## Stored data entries
= = = = =
Issue #3990, opened 2026-06-15
Expose service change subscriptions to external SDKs over protobuf


andrewpmartinez:
Add edge router protobuf messages that let external SDKs subscribe to service change events because SDKs currently have no push-based way to learn about these changes and must poll or reconnect to detect them.

The Edge Router Tunneler (ERT) embedded in routers already consumes an internal subscription model for these events. This feature exposes that same model to external SDKs over the protobuf protocol.

- Expose the existing router subscription model to external SDKs over the protobuf protocol.
- Push service access changes (access gained and access lost) to subscribed SDKs.
- Push service definition changes to subscribed SDKs.
- Push service posture check changes to subscribed SDKs.

PR #4057, opened 2026-06-29
fixes openziti/ziti#3990 push service and posture changes to subscrib…

andrewpmartinez:
…ed SDKs

- routers push service change (ServiceChangeSet) and posture state (PostureStateChange) notifications directly to subscribed SDK connections, removing the controller from this path
- adds RouterServiceSubscriptions and RouterDataModel capability bits and advertises them in the control-channel capabilities mask
- persists each edge router's reported capabilities mask and version with a write-on-mismatch raft update, and renders them on the edge router APIs as a capability string list and version
- normalizes a single PROCESS posture check to a one-element PROCESS_MULTI on the wire
- closes accepted edge connections on router shutdown so SDKs detect a disconnect promptly rather than waiting for a heartbeat timeout
- adds integration tests for capability reporting, service subscriptions, push/poll reconciliation, and posture-state push
- resolves each subscribing identity's effective config set (service base configs merged with the identity's per-service overrides) and includes the config bodies on pushed service defs
- adds GetIdentityServiceConfigs and refactors loadServiceConfigs to delegate to it
- config edits ride the existing service-change path: a config change pushes a service-changed to every service that references it, carrying the new body
- adds an integration test covering snapshot bodies, adding a config to a service, and editing a config shared by two services
- asserts the resolved config body is returned by GetService, not just present on the service event, in the snapshot, config-added, and config-edited cases

Depends on: 
- https://github.com/openziti/sdk-golang/pull/969
- https://github.com/openziti/edge-api/pull/202
- https://github.com/openziti/edge-api/pull/204


common/capabilities/consts.go
```diff
@@ -52,6 +52,16 @@ const (
...
 	RouterMultiChannel int = 1
+
+	// RouterServiceSubscriptions indicates the router can push service change and posture
+	// state notifications to subscribed SDK clients over the edge protocol
+	RouterServiceSubscriptions int = 2
+
+	// RouterDataModel indicates the router supports the router data model. This is also
+	// negotiated per-connection via the Header_RouterDataModel header (which additionally
+	// carries the current index); the capability bit provides a static, persistable
+	// advertisement of the same support.
```
plorenz: Is the intended audience for this the SDK? If so, what is the SDK expected to do differently based on that flag?

andrewpmartinez: Removed from SDK

ekoby (approved):

PR #4061, opened 2026-06-30
add support for using ext-jwt-signers with verify traffic

### LINKED ISSUE #4060: support ext-jwt-signer in ziti verify traffic
`ops verify ext-jwt-signer oidc` is helpful to diagnose an ext-jwt-signer that can't authenticate, but it doesn't pass data using the ephemeral certs returned by the controller for ext-jwt-signer-based identities.

Add support to `verify traffic` for ext-jwt-signer-based auth/ephemeral certificates on both the server (bind) and client (dial) sides, so the ephemeral-cert data-plane path is verified end to end.

dovholuknf:
closes #4060 

* Adds ext-jwt-signer (OIDC) support to `ziti ops verify traffic`, so the certless ephemeral-cert path can be traffic-tested.
* adds `--ext-jwt-signer <name>` to the command to pick a signer to use to auth/generate a cert with
* adds `--ext-jwt-redirect-url` (default `http://localhost:20314/auth/callback`) should you want to change that
* extracts the OIDC flow into reusable `AuthenticateWithSigner` + `TokenForSigner` shared by both commands and returns errors instead of `log.Fatal` on client/cert setup failures.

### DIFF
--- a/ziti/cmd/ops/verify/ext-jwt-signer/oidc/oidc.go
+++ b/ziti/cmd/ops/verify/ext-jwt-signer/oidc/oidc.go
= = = = =
## YOUR GOAL
Write every record above out again exactly as it stands.

## WRITTEN ANSWER
Issue #3990, opened 2026-06-15
Expose service change subscriptions to external SDKs over protobuf


andrewpmartinez:
Add edge router protobuf messages that let external SDKs subscribe to service change events because SDKs currently have no push-based way to learn about these changes and must poll or reconnect to detect them.

The Edge Router Tunneler (ERT) embedded in routers already consumes an internal subscription model for these events. This feature exposes that same model to external SDKs over the protobuf protocol.

- Expose the existing router subscription model to external SDKs over the protobuf protocol.
- Push service access changes (access gained and access lost) to subscribed SDKs.
- Push service definition changes to subscribed SDKs.
- Push service posture check changes to subscribed SDKs.

PR #4057, opened 2026-06-29
fixes openziti/ziti#3990 push service and posture changes to subscrib…

andrewpmartinez:
…ed SDKs

- routers push service change (ServiceChangeSet) and posture state (PostureStateChange) notifications directly to subscribed SDK connections, removing the controller from this path
- adds RouterServiceSubscriptions and RouterDataModel capability bits and advertises them in the control-channel capabilities mask
- persists each edge router's reported capabilities mask and version with a write-on-mismatch raft update, and renders them on the edge router APIs as a capability string list and version
- normalizes a single PROCESS posture check to a one-element PROCESS_MULTI on the wire
- closes accepted edge connections on router shutdown so SDKs detect a disconnect promptly rather than waiting for a heartbeat timeout
- adds integration tests for capability reporting, service subscriptions, push/poll reconciliation, and posture-state push
- resolves each subscribing identity's effective config set (service base configs merged with the identity's per-service overrides) and includes the config bodies on pushed service defs
- adds GetIdentityServiceConfigs and refactors loadServiceConfigs to delegate to it
- config edits ride the existing service-change path: a config change pushes a service-changed to every service that references it, carrying the new body
- adds an integration test covering snapshot bodies, adding a config to a service, and editing a config shared by two services
- asserts the resolved config body is returned by GetService, not just present on the service event, in the snapshot, config-added, and config-edited cases

Depends on: 
- https://github.com/openziti/sdk-golang/pull/969
- https://github.com/openziti/edge-api/pull/202
- https://github.com/openziti/edge-api/pull/204


common/capabilities/consts.go
```diff
@@ -52,6 +52,16 @@ const (
...
 	RouterMultiChannel int = 1
+
+	// RouterServiceSubscriptions indicates the router can push service change and posture
+	// state notifications to subscribed SDK clients over the edge protocol
+	RouterServiceSubscriptions int = 2
+
+	// RouterDataModel indicates the router supports the router data model. This is also
+	// negotiated per-connection via the Header_RouterDataModel header (which additionally
+	// carries the current index); the capability bit provides a static, persistable
+	// advertisement of the same support.
```
plorenz: Is the intended audience for this the SDK? If so, what is the SDK expected to do differently based on that flag?

andrewpmartinez: Removed from SDK

ekoby (approved):

PR #4061, opened 2026-06-30
add support for using ext-jwt-signers with verify traffic

### LINKED ISSUE #4060: support ext-jwt-signer in ziti verify traffic
`ops verify ext-jwt-signer oidc` is helpful to diagnose an ext-jwt-signer that can't authenticate, but it doesn't pass data using the ephemeral certs returned by the controller for ext-jwt-signer-based identities.

Add support to `verify traffic` for ext-jwt-signer-based auth/ephemeral certificates on both the server (bind) and client (dial) sides, so the ephemeral-cert data-plane path is verified end to end.

dovholuknf:
closes #4060 

* Adds ext-jwt-signer (OIDC) support to `ziti ops verify traffic`, so the certless ephemeral-cert path can be traffic-tested.
* adds `--ext-jwt-signer <name>` to the command to pick a signer to use to auth/generate a cert with
* adds `--ext-jwt-redirect-url` (default `http://localhost:20314/auth/callback`) should you want to change that
* extracts the OIDC flow into reusable `AuthenticateWithSigner` + `TokenForSigner` shared by both commands and returns errors instead of `log.Fatal` on client/cert setup failures.

### DIFF
--- a/ziti/cmd/ops/verify/ext-jwt-signer/oidc/oidc.go
+++ b/ziti/cmd/ops/verify/ext-jwt-signer/oidc/oidc.go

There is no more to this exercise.